# TrekStor DataStation Sungoo LAN



## Lipperlandstern (25 Januar 2009)

Hallo Experten.

Ich habe mit oben genannte NADS Netzwerkfestplatte mit 1 TB Kapazität gekauft. Laut Hersteller soll sie Windowx XP & Vista unterstützen.

Nix ist.... mit dem gelieferten Treiber war es eine einzige Katastrohe. Der Rechner wurde arschlangsam und der Explorer stürzte mit schönen Regelmässigkeit ab. Interessanterweise auf 2 unterschiedlichen Rechner (1x XP, 1x Vista) exakt das gleiche Verhalten. 

Ich hab mir dann aus dem Netz (nicht auf der HP von Trekstor) den neusten Treiber besorgt aber viel gebracht hat es nicht. 

Schliesse ich die Festplatte über USB an läuft das Ding wie verrückt.

Ich warte jetzt noch auf eine Antwort vom Support und wenn die keine vernüftige Lösung haben dann trag ich das Ding wieder zurück in den Laden.

Kennt jemand von Euch dieses Gerät und hat es am laufen ?????


----------



## thomass5 (25 Januar 2009)

Hallo,
hab auch NDAS am laufen. Allerdings ein Raid mit 2x500gb gespiegelt von AC RYAN. Die Treiberprbleme kenne ich, hab den alten Treiber dann restlos entfernt bevor ich den neuen von ximeta draufgehauen hab. Bei mir läuft die Version 3.20.1523 auf XP und bei einem Bekannten unter Vista stabil.
Thomas


----------



## kermit (25 Januar 2009)

ich hab eine TrekStor DataStation Sungoo LAN mit 500MB. Angeschafft vor etwa zwei Monaten. Lief (glaube ich) mit dem mitgelieferten Treiber spontan problemlos an. Kann aber sein, dass ich da etwas aktualisiertes von dem NDAS-Softwarehersteller runtergeladen hatte. Nicht, weil es Probleme gab - ich schaue oftmals prophylaktisch nach Updates, bevor ich von der mitgelieferten CD installiere.

Ich habe ausschliesslich XP und greife auf die Platte über einen Switch und WLAN-DSL-Router zu.

Was mir aufgefallen ist: scheinbar nimmt Windows oder irgend ein anderes Programm die NDIS-Platte gelegentlich in Beschlag, um irgendwelche temporären Dateien dort hin zu schreiben


----------



## Lipperlandstern (26 Januar 2009)

ich hab dann gestern noch den allerneusten Treiber installiert. Version 3.42.2000 Gefunden hab ich ihn hier.

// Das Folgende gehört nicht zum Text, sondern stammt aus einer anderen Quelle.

PR #3334, opened 2026-04-21
fix(telemetry): emit setup_options_selected for preset steps

AhmedTMM:
## Summary

- When users pass `--steps` or `--config`, `SPAWN_ENABLED_STEPS` is pre-set so the setup options prompt is skipped — but `setup_options_selected` was also skipped
- This made the PostHog spawn funnel show a **68% ghost drop-off** at step 1→2 (`cloud_selected` → `setup_options_selected`), inflating real drop-off with users who actually continued successfully
- Now emits the event in both paths with a `source` field (`"interactive"` vs `"preset"`) so the funnel accurately reflects real user behavior
- Fixes both code paths: full interactive picker (`cmdInteractive`) and agent-preselected picker (`cmdAgentInteractive`)

## Test plan
- [x] `bunx @biomejs/biome check` — 0 errors
- [x] `bun test` — 2151 pass, 0 fail
- [ ] Verify in PostHog that `setup_options_selected` events now appear with `source: "preset"` for `--steps` users

### DIFF
--- a/packages/cli/package.json
+++ b/packages/cli/package.json
@@ -1,6 +1,6 @@
 {
   "name": "@openrouter/spawn",
-  "version": "1.0.18",
+  "version": "1.0.19",
   "type": "module",
   "bin": {
     "spawn": "cli.js"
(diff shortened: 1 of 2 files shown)


la14-1:
Reviewed — the fix is clean and the rationale is solid (adding a `source` discriminator so preset users don't look like a 68% drop-off). CI is green.

Blocker: the PR is currently in a `DIRTY` merge state (conflicts with main, likely `package.json` version collision after other telemetry PRs landed). Please rebase on main and push — happy to merge immediately after.

_Filed from Slack by SPA_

Damit hatte ich wesentlich weniger Probleme bzw. unter XP gar keine mehr. Unter Vista meckert er öfter mal das die Verbindung instabil ist. Auch habe ich unter Vista noch eine sehr geringe Übertragungsrate. Sie liegt bei ca. 800kB/s. Am Netzwerk kann es eigentlich nicht liegen. Aber ich forsche weiter......


----------



## Lipperlandstern (27 Januar 2009)

Auszug aus dem Handbuch meiner Netzwerkfestplatte



> Hinweis: Bei Problemen mit diesem Produkt ist kompetente Hilfe schnell zur
> Hand! Nur in den seltensten Fällen ist es notwendig, dass Sie dieses Produkt zu
> Ihrem Händler bringen. Auf unserer Website www.trekstor.de unter "Service" +
> "FAQ" finden Sie Antworten auf die häufigsten Fragen. Sie können natürlich
> ...




Seit Samstag haben sie eine Email über ihr Website bekommen. Als Antwort kam bisher nur eine Automatische Antwortmail............

... mag sich nun jeder selbst ein Bild über diese Firma machen.......


----------



## kermit (27 Januar 2009)

Lipperlandstern schrieb:


> ... mag sich nun jeder selbst ein Bild über diese Firma machen.......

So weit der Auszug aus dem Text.